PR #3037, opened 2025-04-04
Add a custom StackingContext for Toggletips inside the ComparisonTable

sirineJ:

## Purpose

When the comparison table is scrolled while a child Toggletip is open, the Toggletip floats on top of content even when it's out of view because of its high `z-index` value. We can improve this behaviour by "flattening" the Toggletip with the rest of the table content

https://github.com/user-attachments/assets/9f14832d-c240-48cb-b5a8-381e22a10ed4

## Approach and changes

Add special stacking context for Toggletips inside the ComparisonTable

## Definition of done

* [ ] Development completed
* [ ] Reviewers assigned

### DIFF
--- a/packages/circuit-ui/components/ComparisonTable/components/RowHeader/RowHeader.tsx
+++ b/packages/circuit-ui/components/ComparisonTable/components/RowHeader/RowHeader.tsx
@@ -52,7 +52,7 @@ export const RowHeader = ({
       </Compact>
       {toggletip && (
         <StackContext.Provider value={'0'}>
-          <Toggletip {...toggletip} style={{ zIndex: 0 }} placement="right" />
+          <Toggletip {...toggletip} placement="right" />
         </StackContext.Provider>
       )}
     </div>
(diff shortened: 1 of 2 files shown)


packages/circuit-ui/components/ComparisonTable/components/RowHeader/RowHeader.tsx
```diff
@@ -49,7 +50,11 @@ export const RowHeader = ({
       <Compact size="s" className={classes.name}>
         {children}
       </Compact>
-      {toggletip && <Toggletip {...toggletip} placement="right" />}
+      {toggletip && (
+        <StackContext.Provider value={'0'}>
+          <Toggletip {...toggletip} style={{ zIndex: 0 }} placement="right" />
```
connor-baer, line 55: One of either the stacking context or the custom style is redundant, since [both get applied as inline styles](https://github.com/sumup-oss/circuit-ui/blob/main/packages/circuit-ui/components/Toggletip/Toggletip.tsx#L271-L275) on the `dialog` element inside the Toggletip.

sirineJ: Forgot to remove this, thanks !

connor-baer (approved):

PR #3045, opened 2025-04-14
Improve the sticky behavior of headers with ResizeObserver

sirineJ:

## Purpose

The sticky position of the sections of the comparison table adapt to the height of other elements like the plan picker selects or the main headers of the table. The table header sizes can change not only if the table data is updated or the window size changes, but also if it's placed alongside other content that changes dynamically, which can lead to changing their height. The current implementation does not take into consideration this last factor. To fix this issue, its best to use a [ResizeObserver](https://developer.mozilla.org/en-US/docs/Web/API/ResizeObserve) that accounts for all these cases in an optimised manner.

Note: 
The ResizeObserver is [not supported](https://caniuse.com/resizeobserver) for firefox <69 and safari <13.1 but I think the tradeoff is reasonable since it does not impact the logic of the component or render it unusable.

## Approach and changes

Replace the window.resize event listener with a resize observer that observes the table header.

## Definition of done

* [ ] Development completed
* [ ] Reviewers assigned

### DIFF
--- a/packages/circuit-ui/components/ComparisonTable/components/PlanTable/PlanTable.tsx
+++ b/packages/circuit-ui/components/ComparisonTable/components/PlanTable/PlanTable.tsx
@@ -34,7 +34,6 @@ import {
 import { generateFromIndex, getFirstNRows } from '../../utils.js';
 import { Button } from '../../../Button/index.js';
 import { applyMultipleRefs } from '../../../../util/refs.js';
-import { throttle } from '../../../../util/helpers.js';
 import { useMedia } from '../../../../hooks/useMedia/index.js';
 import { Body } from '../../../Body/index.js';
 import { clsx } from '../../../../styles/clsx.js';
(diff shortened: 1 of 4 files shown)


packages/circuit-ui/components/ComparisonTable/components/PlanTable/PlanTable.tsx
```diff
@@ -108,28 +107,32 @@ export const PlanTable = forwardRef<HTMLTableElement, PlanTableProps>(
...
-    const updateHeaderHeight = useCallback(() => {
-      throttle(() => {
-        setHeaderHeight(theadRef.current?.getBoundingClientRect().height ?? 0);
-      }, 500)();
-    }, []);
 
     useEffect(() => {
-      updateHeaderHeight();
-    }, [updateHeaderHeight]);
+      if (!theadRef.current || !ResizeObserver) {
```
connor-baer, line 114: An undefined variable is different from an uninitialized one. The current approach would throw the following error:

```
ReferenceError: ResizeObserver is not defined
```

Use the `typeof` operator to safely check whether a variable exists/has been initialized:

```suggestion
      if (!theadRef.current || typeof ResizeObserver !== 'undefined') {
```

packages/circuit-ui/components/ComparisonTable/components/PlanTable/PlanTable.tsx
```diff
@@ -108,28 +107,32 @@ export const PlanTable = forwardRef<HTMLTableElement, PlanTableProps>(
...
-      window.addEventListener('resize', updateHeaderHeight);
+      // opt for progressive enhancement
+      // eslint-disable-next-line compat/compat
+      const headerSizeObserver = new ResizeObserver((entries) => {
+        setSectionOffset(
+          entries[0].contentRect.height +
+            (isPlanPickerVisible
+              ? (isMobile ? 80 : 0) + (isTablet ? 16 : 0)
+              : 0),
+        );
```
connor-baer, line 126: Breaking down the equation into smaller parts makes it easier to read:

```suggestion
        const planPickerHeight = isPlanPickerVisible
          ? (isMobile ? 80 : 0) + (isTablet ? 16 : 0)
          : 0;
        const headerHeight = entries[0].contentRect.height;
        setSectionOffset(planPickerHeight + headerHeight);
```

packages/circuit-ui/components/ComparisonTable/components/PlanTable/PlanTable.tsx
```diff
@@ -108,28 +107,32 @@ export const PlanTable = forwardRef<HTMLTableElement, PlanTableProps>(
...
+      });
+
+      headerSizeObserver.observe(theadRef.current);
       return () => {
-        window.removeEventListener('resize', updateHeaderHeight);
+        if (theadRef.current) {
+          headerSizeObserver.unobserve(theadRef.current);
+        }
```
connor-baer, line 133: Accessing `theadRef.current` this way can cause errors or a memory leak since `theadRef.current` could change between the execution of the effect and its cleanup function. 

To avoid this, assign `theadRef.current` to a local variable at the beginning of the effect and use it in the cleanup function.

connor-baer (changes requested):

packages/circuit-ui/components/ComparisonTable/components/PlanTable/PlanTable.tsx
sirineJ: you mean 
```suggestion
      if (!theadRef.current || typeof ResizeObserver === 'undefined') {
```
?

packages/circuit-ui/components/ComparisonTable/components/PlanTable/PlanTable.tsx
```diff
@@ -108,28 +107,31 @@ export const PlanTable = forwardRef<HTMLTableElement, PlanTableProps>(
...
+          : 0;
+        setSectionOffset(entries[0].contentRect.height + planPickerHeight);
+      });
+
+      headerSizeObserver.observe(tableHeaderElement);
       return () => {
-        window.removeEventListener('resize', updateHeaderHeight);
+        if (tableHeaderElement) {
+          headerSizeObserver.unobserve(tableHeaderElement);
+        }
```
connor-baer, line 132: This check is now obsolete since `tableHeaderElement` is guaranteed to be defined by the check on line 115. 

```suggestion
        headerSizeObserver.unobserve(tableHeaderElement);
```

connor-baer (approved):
§
### EXERCISE PROMPT
In the records above, find each line with the word "value" and copy it out.

### EXPECTED OUTPUT
When the comparison table is scrolled while a child Toggletip is open, the Toggletip floats on top of content even when it's out of view because of its high `z-index` value. We can improve this behaviour by "flattening" the Toggletip with the rest of the table content
         <StackContext.Provider value={'0'}>
+        <StackContext.Provider value={'0'}>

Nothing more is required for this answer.